#### GOAL OF THE EXERCISE:
How many lines in the entries below contain "since"? Answer with the number only.

(INPUT FOR THIS TASK)

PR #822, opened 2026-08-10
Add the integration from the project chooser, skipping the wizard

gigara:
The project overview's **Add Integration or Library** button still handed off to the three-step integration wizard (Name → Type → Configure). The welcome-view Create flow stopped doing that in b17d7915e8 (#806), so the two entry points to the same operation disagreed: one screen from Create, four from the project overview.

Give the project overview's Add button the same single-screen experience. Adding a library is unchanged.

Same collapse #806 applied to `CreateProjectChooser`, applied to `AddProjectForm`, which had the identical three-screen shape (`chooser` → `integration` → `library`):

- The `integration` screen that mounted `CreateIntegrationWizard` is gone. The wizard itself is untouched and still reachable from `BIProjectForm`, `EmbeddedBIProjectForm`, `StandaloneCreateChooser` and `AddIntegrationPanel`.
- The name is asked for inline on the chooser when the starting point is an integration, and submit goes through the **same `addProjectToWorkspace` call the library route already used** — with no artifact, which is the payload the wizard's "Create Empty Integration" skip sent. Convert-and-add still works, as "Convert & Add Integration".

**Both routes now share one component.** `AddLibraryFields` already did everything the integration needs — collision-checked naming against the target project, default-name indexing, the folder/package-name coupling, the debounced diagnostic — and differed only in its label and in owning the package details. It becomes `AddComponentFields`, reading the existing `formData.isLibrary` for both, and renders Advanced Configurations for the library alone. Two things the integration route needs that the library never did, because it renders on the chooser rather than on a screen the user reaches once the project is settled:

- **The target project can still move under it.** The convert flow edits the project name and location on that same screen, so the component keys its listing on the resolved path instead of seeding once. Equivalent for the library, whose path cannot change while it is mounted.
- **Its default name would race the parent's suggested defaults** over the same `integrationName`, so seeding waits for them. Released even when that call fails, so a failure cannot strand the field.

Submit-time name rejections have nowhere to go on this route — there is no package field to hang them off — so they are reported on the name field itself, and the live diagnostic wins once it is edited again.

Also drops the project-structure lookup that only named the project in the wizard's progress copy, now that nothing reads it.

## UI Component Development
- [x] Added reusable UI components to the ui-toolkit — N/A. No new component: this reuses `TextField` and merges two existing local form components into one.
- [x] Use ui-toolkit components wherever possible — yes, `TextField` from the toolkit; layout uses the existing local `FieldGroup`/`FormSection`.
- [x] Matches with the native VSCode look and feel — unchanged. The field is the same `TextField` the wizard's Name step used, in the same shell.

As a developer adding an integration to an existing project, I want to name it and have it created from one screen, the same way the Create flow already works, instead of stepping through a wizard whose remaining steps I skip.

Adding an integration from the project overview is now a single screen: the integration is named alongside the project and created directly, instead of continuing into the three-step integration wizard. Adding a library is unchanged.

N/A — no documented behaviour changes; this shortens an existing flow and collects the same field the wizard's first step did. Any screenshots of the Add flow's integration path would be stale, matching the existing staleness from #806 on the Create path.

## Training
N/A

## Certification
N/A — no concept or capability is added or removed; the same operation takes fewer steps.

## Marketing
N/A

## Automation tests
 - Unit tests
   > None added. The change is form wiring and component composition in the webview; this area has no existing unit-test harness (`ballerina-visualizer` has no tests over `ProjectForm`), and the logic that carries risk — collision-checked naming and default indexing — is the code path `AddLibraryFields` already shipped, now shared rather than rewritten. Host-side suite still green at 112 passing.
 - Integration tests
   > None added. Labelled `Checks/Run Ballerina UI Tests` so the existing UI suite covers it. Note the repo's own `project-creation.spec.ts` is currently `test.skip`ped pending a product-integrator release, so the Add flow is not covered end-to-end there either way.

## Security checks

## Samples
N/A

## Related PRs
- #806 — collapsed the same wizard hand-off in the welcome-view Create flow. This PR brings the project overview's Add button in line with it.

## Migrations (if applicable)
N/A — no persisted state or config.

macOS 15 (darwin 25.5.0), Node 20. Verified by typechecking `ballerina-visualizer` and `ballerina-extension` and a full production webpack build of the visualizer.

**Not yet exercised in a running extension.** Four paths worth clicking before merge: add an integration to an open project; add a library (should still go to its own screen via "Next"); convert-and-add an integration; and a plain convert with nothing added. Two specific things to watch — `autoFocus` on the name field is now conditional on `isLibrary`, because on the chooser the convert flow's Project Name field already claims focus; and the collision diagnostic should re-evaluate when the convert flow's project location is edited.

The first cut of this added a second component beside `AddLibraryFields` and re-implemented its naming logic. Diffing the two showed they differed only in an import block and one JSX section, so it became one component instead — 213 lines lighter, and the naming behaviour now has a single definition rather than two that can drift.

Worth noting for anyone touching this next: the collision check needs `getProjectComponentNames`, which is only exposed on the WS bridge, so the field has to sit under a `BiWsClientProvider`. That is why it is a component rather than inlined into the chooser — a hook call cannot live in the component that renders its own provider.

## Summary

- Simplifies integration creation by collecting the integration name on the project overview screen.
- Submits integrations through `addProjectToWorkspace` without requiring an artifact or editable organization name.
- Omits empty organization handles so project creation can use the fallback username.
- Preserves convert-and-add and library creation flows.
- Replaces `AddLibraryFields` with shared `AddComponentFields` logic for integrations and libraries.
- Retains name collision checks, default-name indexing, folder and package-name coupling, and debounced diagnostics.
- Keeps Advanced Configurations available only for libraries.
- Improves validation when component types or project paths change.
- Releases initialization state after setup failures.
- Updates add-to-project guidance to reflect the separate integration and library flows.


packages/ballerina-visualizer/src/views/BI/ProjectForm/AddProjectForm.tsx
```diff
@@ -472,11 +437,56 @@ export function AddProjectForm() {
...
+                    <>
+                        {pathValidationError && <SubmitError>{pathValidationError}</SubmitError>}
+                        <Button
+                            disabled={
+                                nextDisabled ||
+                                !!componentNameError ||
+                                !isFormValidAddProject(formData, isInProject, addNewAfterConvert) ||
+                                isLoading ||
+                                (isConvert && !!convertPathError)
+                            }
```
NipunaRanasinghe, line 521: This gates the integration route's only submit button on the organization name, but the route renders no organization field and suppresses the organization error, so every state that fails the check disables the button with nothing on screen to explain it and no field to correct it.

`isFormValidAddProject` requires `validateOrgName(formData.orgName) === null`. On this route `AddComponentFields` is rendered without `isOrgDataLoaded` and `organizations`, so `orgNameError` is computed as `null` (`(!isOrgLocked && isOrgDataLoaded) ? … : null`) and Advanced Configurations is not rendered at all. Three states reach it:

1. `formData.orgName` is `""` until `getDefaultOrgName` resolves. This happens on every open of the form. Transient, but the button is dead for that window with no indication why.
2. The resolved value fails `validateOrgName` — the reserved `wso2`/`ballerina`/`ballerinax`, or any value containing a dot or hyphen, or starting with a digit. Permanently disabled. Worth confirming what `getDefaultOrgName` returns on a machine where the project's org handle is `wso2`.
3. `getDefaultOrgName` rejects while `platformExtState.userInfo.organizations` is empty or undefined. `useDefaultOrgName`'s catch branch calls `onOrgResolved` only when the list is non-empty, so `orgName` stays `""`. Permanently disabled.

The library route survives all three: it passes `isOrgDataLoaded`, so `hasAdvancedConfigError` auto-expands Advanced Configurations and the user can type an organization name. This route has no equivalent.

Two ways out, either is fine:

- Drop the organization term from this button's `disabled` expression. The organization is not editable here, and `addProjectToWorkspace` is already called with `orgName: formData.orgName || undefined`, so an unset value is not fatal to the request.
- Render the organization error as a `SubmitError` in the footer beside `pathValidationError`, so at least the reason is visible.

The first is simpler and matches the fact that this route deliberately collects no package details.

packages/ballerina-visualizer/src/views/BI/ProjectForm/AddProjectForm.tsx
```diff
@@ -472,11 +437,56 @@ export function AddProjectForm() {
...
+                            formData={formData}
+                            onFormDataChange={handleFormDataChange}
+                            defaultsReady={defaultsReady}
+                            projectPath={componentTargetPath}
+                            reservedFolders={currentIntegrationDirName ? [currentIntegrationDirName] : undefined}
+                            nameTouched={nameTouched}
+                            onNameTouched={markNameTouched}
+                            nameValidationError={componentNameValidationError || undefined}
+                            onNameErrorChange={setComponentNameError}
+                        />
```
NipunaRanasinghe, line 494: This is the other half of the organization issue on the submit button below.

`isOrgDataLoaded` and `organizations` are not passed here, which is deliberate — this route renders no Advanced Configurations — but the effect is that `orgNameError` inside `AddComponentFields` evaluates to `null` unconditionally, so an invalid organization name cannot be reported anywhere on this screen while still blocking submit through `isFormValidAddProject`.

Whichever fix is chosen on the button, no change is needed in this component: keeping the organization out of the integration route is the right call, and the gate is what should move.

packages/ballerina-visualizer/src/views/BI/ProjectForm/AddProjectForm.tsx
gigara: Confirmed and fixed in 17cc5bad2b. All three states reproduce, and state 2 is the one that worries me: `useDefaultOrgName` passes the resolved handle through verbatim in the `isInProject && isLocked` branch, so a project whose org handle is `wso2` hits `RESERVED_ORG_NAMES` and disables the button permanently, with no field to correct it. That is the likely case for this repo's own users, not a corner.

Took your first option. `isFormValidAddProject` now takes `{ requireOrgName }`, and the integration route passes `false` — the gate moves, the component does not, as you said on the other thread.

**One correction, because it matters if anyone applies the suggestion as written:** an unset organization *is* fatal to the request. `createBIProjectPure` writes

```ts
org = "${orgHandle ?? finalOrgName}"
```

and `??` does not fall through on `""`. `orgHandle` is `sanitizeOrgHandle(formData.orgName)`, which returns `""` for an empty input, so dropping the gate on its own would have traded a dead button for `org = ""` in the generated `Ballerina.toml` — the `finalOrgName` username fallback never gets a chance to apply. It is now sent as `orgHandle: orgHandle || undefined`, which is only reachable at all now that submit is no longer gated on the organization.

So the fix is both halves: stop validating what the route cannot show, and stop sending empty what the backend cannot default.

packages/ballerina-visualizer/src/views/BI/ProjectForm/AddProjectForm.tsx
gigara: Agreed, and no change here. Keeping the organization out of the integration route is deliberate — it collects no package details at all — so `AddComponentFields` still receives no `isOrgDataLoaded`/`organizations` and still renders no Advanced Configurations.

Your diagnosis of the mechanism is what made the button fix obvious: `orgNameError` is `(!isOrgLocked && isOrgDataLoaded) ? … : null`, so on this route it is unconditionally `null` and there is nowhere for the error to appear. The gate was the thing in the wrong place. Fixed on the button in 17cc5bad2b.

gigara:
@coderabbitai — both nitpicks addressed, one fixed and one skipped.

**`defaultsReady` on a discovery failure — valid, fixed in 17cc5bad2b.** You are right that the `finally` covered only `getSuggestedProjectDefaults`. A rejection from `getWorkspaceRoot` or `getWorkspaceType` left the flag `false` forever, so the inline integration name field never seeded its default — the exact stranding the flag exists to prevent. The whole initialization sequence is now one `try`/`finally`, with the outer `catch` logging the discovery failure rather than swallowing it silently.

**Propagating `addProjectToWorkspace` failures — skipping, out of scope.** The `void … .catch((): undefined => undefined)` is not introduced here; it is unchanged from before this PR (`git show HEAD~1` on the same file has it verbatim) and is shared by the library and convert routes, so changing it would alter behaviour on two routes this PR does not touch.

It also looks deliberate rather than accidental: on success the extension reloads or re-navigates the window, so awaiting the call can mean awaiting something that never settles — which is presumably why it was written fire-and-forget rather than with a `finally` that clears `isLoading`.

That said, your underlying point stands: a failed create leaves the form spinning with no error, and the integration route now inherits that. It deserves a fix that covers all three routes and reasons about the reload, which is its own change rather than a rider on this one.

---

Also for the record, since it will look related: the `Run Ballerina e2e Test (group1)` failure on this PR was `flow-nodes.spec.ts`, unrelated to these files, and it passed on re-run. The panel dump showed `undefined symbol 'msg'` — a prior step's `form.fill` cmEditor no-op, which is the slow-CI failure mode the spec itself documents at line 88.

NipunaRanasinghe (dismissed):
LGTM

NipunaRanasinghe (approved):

(End INPUT FOR THIS TASK)
(INPUT FOR THIS TASK)

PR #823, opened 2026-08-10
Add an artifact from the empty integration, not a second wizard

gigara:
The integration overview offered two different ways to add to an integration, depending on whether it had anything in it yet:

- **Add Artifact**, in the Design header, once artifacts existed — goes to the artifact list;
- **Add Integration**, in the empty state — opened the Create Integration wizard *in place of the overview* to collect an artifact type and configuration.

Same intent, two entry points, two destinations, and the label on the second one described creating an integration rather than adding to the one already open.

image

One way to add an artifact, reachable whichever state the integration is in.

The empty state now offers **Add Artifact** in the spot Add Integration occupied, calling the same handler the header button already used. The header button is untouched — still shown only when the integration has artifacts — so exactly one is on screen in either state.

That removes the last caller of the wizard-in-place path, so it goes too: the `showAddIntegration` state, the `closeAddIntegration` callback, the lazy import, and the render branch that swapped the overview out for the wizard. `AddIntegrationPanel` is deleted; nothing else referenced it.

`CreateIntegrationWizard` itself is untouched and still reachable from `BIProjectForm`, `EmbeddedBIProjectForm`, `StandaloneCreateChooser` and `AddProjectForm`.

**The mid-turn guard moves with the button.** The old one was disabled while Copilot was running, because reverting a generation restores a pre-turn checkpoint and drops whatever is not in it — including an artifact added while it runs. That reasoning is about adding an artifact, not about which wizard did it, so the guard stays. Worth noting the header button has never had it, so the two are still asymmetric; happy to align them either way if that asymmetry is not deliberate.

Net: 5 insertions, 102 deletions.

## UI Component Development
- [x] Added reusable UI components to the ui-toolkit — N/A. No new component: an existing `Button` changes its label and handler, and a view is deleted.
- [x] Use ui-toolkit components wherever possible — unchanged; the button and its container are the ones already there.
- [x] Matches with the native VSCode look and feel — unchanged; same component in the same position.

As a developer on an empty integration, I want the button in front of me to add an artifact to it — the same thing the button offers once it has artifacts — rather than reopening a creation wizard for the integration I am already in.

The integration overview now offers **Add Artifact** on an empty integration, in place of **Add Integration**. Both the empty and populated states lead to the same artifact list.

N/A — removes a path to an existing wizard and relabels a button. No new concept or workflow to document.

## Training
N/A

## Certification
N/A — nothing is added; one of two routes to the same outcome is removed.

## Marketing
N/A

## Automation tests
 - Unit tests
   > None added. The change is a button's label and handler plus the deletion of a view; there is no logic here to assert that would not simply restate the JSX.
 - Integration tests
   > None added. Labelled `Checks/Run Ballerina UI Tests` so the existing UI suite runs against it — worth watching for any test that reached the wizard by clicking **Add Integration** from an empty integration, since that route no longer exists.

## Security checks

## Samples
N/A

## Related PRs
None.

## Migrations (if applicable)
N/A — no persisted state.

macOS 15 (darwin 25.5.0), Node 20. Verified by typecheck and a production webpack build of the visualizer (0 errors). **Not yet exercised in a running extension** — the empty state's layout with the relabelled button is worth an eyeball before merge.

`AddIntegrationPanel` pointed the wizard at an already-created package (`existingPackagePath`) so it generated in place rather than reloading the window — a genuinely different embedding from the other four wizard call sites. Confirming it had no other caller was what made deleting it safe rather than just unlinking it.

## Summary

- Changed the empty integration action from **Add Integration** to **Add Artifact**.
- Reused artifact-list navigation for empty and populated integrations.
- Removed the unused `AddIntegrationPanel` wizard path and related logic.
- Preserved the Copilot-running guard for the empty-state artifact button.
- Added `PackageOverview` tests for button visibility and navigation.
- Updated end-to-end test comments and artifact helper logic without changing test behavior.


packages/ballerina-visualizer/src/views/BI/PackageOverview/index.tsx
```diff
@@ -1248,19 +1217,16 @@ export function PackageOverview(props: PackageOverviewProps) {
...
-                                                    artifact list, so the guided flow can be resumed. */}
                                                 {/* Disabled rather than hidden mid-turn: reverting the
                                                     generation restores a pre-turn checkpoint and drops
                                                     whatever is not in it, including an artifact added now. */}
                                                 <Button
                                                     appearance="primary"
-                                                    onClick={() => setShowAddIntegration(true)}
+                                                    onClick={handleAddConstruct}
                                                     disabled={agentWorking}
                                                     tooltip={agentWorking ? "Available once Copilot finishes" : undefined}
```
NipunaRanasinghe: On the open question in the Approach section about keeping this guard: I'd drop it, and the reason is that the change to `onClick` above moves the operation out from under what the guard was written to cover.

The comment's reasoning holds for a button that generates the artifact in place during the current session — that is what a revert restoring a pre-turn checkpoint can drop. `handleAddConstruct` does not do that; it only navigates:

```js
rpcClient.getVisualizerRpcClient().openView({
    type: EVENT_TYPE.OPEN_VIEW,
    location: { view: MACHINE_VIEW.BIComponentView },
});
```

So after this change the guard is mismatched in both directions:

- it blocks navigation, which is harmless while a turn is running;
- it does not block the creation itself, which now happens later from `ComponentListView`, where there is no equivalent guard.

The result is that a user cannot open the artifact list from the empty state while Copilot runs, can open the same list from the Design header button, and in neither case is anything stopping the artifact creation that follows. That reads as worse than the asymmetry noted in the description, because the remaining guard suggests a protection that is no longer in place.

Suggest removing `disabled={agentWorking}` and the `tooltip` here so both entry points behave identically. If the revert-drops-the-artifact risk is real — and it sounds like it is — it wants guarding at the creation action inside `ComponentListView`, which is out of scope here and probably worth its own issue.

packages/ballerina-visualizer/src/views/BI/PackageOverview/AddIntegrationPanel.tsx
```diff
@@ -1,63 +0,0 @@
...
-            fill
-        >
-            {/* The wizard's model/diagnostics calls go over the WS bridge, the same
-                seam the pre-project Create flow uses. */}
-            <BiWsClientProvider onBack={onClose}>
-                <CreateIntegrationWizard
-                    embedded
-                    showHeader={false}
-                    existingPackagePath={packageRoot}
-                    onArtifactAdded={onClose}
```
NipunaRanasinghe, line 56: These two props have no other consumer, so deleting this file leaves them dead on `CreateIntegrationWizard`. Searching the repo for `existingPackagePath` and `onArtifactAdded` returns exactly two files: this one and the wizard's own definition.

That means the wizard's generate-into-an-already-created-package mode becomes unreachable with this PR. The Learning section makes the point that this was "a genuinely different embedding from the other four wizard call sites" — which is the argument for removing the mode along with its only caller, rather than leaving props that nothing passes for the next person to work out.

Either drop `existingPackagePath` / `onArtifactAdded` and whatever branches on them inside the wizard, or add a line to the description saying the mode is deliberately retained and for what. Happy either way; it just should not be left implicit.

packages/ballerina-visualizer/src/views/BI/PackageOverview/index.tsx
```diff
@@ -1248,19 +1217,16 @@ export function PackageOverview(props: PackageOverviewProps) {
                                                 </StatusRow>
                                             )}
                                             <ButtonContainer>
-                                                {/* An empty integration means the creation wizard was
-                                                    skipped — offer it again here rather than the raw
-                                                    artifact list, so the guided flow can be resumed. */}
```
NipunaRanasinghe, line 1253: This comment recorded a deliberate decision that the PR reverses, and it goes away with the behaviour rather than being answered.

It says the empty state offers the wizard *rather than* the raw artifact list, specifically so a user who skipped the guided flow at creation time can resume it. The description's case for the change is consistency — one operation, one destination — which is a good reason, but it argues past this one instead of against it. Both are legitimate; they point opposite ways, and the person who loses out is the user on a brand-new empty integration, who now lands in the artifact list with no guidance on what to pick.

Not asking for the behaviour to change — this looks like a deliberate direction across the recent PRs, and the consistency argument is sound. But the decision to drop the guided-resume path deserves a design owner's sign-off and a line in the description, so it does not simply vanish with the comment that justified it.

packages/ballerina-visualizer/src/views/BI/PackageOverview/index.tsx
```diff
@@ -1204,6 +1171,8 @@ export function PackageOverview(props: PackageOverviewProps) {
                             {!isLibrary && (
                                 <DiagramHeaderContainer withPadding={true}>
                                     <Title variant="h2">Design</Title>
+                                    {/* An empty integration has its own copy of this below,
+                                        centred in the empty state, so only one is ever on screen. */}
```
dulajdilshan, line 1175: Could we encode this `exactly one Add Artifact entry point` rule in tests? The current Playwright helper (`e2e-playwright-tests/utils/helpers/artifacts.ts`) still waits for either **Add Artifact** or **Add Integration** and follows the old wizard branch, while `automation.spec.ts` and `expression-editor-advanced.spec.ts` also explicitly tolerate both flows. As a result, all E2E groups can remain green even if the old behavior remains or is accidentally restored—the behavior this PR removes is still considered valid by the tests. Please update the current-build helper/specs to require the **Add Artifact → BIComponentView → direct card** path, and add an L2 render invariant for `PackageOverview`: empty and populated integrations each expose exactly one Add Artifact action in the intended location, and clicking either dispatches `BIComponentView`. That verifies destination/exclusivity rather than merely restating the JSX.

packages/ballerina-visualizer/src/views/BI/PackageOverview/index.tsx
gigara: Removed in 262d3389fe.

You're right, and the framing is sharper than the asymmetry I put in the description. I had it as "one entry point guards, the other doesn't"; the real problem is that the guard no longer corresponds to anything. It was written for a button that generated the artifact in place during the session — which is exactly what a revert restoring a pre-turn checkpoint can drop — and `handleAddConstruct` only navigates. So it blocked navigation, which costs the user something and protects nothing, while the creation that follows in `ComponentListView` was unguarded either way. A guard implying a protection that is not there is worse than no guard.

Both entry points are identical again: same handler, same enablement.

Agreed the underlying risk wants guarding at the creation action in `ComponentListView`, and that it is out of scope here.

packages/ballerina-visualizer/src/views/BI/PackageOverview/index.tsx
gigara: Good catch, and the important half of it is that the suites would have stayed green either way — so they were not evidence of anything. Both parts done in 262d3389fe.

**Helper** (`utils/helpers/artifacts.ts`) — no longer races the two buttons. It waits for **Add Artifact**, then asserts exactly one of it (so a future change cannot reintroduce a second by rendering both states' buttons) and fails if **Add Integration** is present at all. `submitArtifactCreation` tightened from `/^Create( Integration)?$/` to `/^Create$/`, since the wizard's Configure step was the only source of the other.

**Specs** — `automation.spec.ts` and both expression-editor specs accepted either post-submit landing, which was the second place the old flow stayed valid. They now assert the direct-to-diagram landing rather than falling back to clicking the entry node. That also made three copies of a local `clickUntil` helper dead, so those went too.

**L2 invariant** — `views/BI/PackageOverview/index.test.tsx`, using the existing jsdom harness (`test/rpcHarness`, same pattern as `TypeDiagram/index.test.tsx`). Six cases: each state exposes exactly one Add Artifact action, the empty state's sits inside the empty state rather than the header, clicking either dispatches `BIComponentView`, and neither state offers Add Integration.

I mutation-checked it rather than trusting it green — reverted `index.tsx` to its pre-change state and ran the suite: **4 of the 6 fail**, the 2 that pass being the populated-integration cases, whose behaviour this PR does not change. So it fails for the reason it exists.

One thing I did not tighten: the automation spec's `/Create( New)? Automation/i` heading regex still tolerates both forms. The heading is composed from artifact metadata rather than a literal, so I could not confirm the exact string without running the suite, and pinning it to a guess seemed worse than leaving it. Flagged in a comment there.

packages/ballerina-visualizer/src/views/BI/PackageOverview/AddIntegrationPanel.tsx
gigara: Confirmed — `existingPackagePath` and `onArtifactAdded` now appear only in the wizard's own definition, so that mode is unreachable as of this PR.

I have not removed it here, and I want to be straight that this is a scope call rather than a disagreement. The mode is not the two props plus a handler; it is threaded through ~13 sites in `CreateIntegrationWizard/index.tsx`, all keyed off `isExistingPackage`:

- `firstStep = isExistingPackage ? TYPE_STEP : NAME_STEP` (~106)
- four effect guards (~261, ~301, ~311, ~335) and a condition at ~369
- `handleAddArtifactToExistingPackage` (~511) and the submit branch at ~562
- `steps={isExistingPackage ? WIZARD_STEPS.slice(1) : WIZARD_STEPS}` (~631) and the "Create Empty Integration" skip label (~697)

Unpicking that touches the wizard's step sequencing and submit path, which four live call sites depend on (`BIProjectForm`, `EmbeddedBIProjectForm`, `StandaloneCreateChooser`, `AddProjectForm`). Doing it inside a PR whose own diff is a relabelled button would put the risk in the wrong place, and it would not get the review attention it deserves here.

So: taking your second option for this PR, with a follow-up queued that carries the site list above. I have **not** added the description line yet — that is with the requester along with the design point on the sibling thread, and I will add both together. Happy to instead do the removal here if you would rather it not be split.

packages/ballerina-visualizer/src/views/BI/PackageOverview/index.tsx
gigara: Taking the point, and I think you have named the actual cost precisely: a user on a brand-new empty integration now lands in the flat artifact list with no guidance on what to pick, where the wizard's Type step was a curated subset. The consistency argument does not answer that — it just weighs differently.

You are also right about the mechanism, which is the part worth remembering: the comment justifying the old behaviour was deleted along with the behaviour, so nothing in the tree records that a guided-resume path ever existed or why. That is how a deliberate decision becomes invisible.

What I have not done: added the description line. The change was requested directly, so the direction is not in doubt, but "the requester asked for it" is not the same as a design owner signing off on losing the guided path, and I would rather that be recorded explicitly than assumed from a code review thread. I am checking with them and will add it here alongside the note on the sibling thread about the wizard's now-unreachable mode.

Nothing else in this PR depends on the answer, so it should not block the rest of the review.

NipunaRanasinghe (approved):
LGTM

(End INPUT FOR THIS TASK)
(INPUT FOR THIS TASK)

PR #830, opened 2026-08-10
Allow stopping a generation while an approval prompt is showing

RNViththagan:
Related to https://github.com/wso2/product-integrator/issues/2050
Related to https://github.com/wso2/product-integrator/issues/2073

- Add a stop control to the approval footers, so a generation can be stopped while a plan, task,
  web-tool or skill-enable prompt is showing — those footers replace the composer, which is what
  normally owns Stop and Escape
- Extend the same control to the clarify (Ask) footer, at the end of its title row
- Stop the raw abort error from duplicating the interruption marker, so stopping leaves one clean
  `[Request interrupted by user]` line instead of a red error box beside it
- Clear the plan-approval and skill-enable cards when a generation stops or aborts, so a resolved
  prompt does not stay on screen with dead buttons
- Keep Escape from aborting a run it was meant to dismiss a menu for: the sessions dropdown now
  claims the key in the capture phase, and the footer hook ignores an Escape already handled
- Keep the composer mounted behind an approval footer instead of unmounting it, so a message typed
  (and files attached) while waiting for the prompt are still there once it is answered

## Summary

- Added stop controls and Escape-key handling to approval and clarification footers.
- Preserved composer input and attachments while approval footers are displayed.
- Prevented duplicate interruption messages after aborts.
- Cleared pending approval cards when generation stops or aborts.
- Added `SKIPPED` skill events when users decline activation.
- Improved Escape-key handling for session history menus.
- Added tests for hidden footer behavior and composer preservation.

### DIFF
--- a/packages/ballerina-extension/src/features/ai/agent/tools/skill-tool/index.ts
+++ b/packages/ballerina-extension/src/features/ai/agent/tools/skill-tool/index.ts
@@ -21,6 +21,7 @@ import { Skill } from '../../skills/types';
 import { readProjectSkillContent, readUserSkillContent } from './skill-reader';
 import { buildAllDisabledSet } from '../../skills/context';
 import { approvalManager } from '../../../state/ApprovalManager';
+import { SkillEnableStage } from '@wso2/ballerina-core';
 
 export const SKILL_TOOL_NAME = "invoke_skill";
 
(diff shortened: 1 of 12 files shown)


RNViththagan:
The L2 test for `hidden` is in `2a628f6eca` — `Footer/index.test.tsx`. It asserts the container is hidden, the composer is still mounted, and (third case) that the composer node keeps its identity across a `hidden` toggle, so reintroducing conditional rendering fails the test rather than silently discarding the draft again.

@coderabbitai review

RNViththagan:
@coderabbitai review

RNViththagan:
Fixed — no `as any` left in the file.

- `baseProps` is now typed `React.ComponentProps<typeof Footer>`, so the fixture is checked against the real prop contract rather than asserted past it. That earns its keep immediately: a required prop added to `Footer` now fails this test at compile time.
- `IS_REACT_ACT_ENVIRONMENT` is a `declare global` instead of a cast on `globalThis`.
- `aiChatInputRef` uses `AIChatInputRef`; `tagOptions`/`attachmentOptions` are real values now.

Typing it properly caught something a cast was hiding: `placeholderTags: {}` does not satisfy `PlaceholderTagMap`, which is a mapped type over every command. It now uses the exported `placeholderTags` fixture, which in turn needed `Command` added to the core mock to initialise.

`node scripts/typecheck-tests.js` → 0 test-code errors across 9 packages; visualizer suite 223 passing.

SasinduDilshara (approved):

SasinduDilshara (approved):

(End INPUT FOR THIS TASK)

#### WRITTEN SOLUTION:
3